#### YOUR OBJECTIVE
The records below need to be copied in full. Match them exactly.

Dataset entries:
= Beginning of Section =

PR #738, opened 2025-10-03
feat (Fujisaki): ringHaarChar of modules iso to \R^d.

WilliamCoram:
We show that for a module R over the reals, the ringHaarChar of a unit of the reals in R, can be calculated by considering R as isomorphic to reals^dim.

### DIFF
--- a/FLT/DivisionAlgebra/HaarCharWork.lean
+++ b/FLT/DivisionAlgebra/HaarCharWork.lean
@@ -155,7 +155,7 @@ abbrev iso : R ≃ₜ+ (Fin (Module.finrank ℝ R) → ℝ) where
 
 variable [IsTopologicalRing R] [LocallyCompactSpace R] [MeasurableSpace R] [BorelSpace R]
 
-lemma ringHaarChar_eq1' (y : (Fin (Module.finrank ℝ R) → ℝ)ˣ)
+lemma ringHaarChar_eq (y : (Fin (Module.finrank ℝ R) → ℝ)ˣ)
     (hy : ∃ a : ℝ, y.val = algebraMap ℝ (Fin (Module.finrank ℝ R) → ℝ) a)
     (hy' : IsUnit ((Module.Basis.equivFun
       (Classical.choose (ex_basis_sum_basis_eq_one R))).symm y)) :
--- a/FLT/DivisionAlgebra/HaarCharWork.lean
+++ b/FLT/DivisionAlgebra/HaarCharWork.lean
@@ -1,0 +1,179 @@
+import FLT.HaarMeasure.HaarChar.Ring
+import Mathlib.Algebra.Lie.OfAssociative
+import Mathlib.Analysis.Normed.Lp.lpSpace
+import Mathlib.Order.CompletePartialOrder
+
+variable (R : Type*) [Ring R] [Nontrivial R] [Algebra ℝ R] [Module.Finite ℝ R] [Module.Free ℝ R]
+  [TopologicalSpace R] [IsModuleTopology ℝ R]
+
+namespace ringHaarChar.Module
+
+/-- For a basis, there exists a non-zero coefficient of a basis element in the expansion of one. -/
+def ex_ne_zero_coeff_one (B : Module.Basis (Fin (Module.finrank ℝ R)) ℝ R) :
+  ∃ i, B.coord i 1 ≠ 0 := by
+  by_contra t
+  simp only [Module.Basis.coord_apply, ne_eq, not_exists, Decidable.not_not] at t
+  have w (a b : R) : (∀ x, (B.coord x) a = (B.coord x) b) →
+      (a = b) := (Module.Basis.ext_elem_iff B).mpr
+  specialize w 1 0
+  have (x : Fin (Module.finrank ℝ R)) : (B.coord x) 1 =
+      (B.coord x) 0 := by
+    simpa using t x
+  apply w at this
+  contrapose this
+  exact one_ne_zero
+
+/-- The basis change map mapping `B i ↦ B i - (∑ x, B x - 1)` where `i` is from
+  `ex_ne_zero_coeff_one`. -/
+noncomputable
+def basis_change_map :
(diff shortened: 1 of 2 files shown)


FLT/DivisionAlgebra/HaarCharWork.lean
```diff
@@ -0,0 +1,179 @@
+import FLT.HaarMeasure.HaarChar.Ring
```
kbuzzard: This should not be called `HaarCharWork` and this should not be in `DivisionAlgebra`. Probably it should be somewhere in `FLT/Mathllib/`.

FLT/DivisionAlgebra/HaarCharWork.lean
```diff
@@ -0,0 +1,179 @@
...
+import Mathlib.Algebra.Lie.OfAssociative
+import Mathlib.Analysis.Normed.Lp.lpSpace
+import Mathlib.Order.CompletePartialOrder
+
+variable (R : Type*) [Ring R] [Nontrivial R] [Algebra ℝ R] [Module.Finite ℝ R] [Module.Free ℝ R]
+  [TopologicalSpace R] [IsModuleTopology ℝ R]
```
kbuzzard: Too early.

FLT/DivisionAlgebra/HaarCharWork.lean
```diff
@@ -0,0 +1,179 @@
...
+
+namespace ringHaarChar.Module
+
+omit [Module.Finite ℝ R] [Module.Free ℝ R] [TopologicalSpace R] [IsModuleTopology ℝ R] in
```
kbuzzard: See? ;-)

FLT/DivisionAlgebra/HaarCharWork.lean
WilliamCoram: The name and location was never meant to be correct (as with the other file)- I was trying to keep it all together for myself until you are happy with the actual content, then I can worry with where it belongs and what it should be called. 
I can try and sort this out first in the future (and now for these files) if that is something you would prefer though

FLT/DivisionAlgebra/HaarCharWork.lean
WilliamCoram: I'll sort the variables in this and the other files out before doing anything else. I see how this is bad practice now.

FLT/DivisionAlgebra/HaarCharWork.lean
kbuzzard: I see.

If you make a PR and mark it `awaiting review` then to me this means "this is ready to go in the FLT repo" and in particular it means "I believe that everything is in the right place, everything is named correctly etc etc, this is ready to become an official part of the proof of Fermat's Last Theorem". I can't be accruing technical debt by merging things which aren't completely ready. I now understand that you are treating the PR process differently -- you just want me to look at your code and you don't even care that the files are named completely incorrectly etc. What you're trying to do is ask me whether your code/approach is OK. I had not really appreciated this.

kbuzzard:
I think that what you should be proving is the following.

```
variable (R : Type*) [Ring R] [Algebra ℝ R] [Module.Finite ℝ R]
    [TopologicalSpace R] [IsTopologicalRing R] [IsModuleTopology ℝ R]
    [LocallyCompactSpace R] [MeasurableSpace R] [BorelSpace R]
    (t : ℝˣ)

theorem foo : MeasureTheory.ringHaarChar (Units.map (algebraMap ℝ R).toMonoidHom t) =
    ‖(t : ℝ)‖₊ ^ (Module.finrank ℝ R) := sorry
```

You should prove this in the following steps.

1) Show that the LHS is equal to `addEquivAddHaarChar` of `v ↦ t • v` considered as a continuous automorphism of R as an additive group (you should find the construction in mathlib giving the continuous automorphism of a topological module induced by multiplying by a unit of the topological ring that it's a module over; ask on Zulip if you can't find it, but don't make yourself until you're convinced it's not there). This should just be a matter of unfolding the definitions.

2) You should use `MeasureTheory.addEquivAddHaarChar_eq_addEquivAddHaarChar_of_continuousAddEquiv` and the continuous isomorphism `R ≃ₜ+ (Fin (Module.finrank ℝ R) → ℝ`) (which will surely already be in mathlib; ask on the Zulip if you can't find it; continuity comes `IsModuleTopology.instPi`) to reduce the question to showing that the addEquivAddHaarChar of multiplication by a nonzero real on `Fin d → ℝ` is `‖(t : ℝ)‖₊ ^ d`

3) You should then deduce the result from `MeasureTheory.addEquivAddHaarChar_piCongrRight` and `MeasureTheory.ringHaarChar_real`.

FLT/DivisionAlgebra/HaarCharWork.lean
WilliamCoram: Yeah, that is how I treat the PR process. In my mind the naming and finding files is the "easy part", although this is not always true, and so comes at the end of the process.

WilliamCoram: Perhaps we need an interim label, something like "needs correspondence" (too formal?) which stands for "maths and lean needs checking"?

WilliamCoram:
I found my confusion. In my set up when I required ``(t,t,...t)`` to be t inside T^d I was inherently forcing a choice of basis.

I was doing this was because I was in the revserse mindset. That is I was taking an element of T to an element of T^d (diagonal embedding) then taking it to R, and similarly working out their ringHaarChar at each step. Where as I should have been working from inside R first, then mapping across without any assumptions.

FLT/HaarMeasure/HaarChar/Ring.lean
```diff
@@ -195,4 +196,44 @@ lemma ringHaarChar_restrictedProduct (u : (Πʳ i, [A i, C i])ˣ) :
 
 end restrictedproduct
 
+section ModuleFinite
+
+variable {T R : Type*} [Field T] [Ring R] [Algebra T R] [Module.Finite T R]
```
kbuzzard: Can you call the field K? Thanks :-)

= End of Section =

#### TASK ANSWER
PR #738, opened 2025-10-03
feat (Fujisaki): ringHaarChar of modules iso to \R^d.

WilliamCoram:
We show that for a module R over the reals, the ringHaarChar of a unit of the reals in R, can be calculated by considering R as isomorphic to reals^dim.

### DIFF
--- a/FLT/DivisionAlgebra/HaarCharWork.lean
+++ b/FLT/DivisionAlgebra/HaarCharWork.lean
@@ -155,7 +155,7 @@ abbrev iso : R ≃ₜ+ (Fin (Module.finrank ℝ R) → ℝ) where
 
 variable [IsTopologicalRing R] [LocallyCompactSpace R] [MeasurableSpace R] [BorelSpace R]
 
-lemma ringHaarChar_eq1' (y : (Fin (Module.finrank ℝ R) → ℝ)ˣ)
+lemma ringHaarChar_eq (y : (Fin (Module.finrank ℝ R) → ℝ)ˣ)
     (hy : ∃ a : ℝ, y.val = algebraMap ℝ (Fin (Module.finrank ℝ R) → ℝ) a)
     (hy' : IsUnit ((Module.Basis.equivFun
       (Classical.choose (ex_basis_sum_basis_eq_one R))).symm y)) :
--- a/FLT/DivisionAlgebra/HaarCharWork.lean
+++ b/FLT/DivisionAlgebra/HaarCharWork.lean
@@ -1,0 +1,179 @@
+import FLT.HaarMeasure.HaarChar.Ring
+import Mathlib.Algebra.Lie.OfAssociative
+import Mathlib.Analysis.Normed.Lp.lpSpace
+import Mathlib.Order.CompletePartialOrder
+
+variable (R : Type*) [Ring R] [Nontrivial R] [Algebra ℝ R] [Module.Finite ℝ R] [Module.Free ℝ R]
+  [TopologicalSpace R] [IsModuleTopology ℝ R]
+
+namespace ringHaarChar.Module
+
+/-- For a basis, there exists a non-zero coefficient of a basis element in the expansion of one. -/
+def ex_ne_zero_coeff_one (B : Module.Basis (Fin (Module.finrank ℝ R)) ℝ R) :
+  ∃ i, B.coord i 1 ≠ 0 := by
+  by_contra t
+  simp only [Module.Basis.coord_apply, ne_eq, not_exists, Decidable.not_not] at t
+  have w (a b : R) : (∀ x, (B.coord x) a = (B.coord x) b) →
+      (a = b) := (Module.Basis.ext_elem_iff B).mpr
+  specialize w 1 0
+  have (x : Fin (Module.finrank ℝ R)) : (B.coord x) 1 =
+      (B.coord x) 0 := by
+    simpa using t x
+  apply w at this
+  contrapose this
+  exact one_ne_zero
+
+/-- The basis change map mapping `B i ↦ B i - (∑ x, B x - 1)` where `i` is from
+  `ex_ne_zero_coeff_one`. -/
+noncomputable
+def basis_change_map :
(diff shortened: 1 of 2 files shown)


FLT/DivisionAlgebra/HaarCharWork.lean
```diff
@@ -0,0 +1,179 @@
+import FLT.HaarMeasure.HaarChar.Ring
```
kbuzzard: This should not be called `HaarCharWork` and this should not be in `DivisionAlgebra`. Probably it should be somewhere in `FLT/Mathllib/`.

FLT/DivisionAlgebra/HaarCharWork.lean
```diff
@@ -0,0 +1,179 @@
...
+import Mathlib.Algebra.Lie.OfAssociative
+import Mathlib.Analysis.Normed.Lp.lpSpace
+import Mathlib.Order.CompletePartialOrder
+
+variable (R : Type*) [Ring R] [Nontrivial R] [Algebra ℝ R] [Module.Finite ℝ R] [Module.Free ℝ R]
+  [TopologicalSpace R] [IsModuleTopology ℝ R]
```
kbuzzard: Too early.

FLT/DivisionAlgebra/HaarCharWork.lean
```diff
@@ -0,0 +1,179 @@
...
+
+namespace ringHaarChar.Module
+
+omit [Module.Finite ℝ R] [Module.Free ℝ R] [TopologicalSpace R] [IsModuleTopology ℝ R] in
```
kbuzzard: See? ;-)

FLT/DivisionAlgebra/HaarCharWork.lean
WilliamCoram: The name and location was never meant to be correct (as with the other file)- I was trying to keep it all together for myself until you are happy with the actual content, then I can worry with where it belongs and what it should be called. 
I can try and sort this out first in the future (and now for these files) if that is something you would prefer though

FLT/DivisionAlgebra/HaarCharWork.lean
WilliamCoram: I'll sort the variables in this and the other files out before doing anything else. I see how this is bad practice now.

FLT/DivisionAlgebra/HaarCharWork.lean
kbuzzard: I see.

If you make a PR and mark it `awaiting review` then to me this means "this is ready to go in the FLT repo" and in particular it means "I believe that everything is in the right place, everything is named correctly etc etc, this is ready to become an official part of the proof of Fermat's Last Theorem". I can't be accruing technical debt by merging things which aren't completely ready. I now understand that you are treating the PR process differently -- you just want me to look at your code and you don't even care that the files are named completely incorrectly etc. What you're trying to do is ask me whether your code/approach is OK. I had not really appreciated this.

kbuzzard:
I think that what you should be proving is the following.

```
variable (R : Type*) [Ring R] [Algebra ℝ R] [Module.Finite ℝ R]
    [TopologicalSpace R] [IsTopologicalRing R] [IsModuleTopology ℝ R]
    [LocallyCompactSpace R] [MeasurableSpace R] [BorelSpace R]
    (t : ℝˣ)

theorem foo : MeasureTheory.ringHaarChar (Units.map (algebraMap ℝ R).toMonoidHom t) =
    ‖(t : ℝ)‖₊ ^ (Module.finrank ℝ R) := sorry
```

You should prove this in the following steps.

1) Show that the LHS is equal to `addEquivAddHaarChar` of `v ↦ t • v` considered as a continuous automorphism of R as an additive group (you should find the construction in mathlib giving the continuous automorphism of a topological module induced by multiplying by a unit of the topological ring that it's a module over; ask on Zulip if you can't find it, but don't make yourself until you're convinced it's not there). This should just be a matter of unfolding the definitions.

2) You should use `MeasureTheory.addEquivAddHaarChar_eq_addEquivAddHaarChar_of_continuousAddEquiv` and the continuous isomorphism `R ≃ₜ+ (Fin (Module.finrank ℝ R) → ℝ`) (which will surely already be in mathlib; ask on the Zulip if you can't find it; continuity comes `IsModuleTopology.instPi`) to reduce the question to showing that the addEquivAddHaarChar of multiplication by a nonzero real on `Fin d → ℝ` is `‖(t : ℝ)‖₊ ^ d`

3) You should then deduce the result from `MeasureTheory.addEquivAddHaarChar_piCongrRight` and `MeasureTheory.ringHaarChar_real`.

FLT/DivisionAlgebra/HaarCharWork.lean
WilliamCoram: Yeah, that is how I treat the PR process. In my mind the naming and finding files is the "easy part", although this is not always true, and so comes at the end of the process.

WilliamCoram: Perhaps we need an interim label, something like "needs correspondence" (too formal?) which stands for "maths and lean needs checking"?

WilliamCoram:
I found my confusion. In my set up when I required ``(t,t,...t)`` to be t inside T^d I was inherently forcing a choice of basis.

I was doing this was because I was in the revserse mindset. That is I was taking an element of T to an element of T^d (diagonal embedding) then taking it to R, and similarly working out their ringHaarChar at each step. Where as I should have been working from inside R first, then mapping across without any assumptions.

FLT/HaarMeasure/HaarChar/Ring.lean
```diff
@@ -195,4 +196,44 @@ lemma ringHaarChar_restrictedProduct (u : (Πʳ i, [A i, C i])ˣ) :
 
 end restrictedproduct
 
+section ModuleFinite
+
+variable {T R : Type*} [Field T] [Ring R] [Algebra T R] [Module.Finite T R]
```
kbuzzard: Can you call the field K? Thanks :-)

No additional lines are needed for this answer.